*** Begin section ***
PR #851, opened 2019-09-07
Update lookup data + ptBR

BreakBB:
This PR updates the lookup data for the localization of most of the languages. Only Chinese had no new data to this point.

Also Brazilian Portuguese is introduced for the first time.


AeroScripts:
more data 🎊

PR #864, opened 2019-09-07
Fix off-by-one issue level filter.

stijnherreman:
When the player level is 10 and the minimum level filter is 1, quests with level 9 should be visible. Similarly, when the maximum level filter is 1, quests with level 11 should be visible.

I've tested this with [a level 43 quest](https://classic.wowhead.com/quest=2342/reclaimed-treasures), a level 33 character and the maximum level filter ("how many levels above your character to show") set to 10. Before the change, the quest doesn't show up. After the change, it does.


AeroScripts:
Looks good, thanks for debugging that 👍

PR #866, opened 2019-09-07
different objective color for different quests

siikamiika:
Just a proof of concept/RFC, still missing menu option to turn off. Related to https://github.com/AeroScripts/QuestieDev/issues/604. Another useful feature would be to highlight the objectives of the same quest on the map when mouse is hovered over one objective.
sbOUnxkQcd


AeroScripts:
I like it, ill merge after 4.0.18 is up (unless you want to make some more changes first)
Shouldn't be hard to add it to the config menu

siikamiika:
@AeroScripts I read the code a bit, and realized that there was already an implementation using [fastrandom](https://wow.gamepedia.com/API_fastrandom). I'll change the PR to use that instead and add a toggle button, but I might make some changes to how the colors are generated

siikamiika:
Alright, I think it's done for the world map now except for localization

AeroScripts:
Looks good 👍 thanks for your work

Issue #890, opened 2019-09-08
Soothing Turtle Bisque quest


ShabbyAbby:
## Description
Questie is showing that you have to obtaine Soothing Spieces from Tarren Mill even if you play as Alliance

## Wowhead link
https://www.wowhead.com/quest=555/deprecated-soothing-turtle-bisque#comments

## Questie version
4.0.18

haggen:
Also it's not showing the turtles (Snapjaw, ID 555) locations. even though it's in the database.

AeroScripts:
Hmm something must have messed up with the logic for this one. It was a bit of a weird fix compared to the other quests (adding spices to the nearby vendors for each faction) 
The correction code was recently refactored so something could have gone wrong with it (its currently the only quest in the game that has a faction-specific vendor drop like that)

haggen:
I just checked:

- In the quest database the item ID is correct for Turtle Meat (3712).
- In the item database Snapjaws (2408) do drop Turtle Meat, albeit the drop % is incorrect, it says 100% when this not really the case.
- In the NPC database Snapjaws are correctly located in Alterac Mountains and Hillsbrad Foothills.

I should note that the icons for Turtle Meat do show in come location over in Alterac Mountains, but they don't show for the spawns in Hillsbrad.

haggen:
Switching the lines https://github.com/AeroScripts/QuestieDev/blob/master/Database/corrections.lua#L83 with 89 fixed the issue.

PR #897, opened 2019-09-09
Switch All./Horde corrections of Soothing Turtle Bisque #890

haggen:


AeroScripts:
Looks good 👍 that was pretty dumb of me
*** End section ***
*** Begin section ***
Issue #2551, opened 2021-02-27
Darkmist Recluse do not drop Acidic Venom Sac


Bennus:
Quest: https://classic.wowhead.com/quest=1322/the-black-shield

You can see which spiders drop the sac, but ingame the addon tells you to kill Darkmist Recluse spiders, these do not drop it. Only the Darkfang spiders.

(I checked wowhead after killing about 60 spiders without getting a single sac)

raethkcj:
*** End section ***
*** Begin section ***
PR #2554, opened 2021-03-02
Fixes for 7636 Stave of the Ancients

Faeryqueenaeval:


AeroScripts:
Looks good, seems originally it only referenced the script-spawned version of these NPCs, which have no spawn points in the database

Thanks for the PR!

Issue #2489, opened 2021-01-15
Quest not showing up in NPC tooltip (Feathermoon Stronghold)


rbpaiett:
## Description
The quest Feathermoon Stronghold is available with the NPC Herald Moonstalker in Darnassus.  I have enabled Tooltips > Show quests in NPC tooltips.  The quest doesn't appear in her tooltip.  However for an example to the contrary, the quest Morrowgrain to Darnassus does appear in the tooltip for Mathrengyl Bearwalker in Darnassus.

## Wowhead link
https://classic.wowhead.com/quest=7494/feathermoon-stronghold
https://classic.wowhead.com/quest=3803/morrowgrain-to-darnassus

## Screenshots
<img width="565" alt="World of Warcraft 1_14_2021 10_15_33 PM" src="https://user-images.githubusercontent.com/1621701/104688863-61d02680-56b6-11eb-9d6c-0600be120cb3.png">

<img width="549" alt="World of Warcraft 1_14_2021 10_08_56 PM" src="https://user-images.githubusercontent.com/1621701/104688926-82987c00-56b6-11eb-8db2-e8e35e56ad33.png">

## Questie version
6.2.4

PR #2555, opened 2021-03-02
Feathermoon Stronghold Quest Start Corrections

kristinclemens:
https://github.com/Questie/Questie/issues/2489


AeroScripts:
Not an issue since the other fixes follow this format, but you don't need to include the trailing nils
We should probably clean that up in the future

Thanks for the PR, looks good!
*** End section ***
THE TASK:
From the material above, copy each line that includes the word "showing".

RESULT:
Questie is showing that you have to obtaine Soothing Spieces from Tarren Mill even if you play as Alliance
Also it's not showing the turtles (Snapjaw, ID 555) locations. even though it's in the database.
Quest not showing up in NPC tooltip (Feathermoon Stronghold)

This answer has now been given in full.